The changes made to the Guardianship of Infants Act primarily concern procedural law, as do the changes to the Legitimacy Act. The Adoption of Children Act was revised in 2012 and amended again in 2014; Here too, procedural and editorial changes were in the foreground. The regulations of the Registration of Births and Deaths Act printed below under III B 5 have remained unchanged.

The following new laws have been enacted:

The Children and Young Persons Act v 1993 (iK 21.3.1993) in the version v 2001 primarily contains youth protection and youth welfare regulations of a public law character. Sec 15 orders that no girl under the age of 18 who has been taken into custody or in relation to the precautionary measures under the Children and Young Persons Act has been taken without the prior written consent of a »protector« (see Sec 2 ( 1)) may enter into a marriage.

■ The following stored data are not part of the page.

PR #1649, opened 2019-01-24
Add RHEL8 string release that can be used for rule tests

matysek:


insights/tests/__init__.py
```diff
@@ -246,6 +246,7 @@ def __repr__(self):
 RHEL5 = "Red Hat Enterprise Linux Server release 5.11 (Tikanga)"
 RHEL6 = "Red Hat Enterprise Linux Server release 6.5 (Santiago)"
 RHEL7 = "Red Hat Enterprise Linux Server release 7.0 (Maipo)"
+RHEL8 = "Red Hat Enterprise Linux release 8.0 Beta (Ootpa)"
 
 
 def redhat_release(major, minor=""):
```
bfahr: @matysek should you go ahead and change the `redhat_release` function to support RHEL8 as well?  My concern is being consistent in this module.

matysek: @bfahr I updated also the redhat_release function as requested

The Maintenance of Parents Act (iK November 22, 1995, currently as amended in 1996) regulates parental maintenance. In principle, this can be given to parents who are at least 60 years old and unable to support themselves adequately (Sec 3 (1)); maintenance is possible for younger parents if they are impaired in self-maintenance due to mental or physical weakness or if there are other special reasons (Sec 3 (5)). Those who are not able to ensure basic comfort and basic physical needs are regarded as incapable of earning a living, which - not limited to - accommodation, food, health costs and clothing (Sec 3 (4)). Sec 5 specifies the more detailed conditions under which the court can issue a maintenance order and the facts that it has to take into account. A special tribunal for the maintenance of parents was set up. The Commissioner for the Maintenance of Parents has the task of first trying to resolve the dispute amicably and, if necessary, to support the parents in the proceedings.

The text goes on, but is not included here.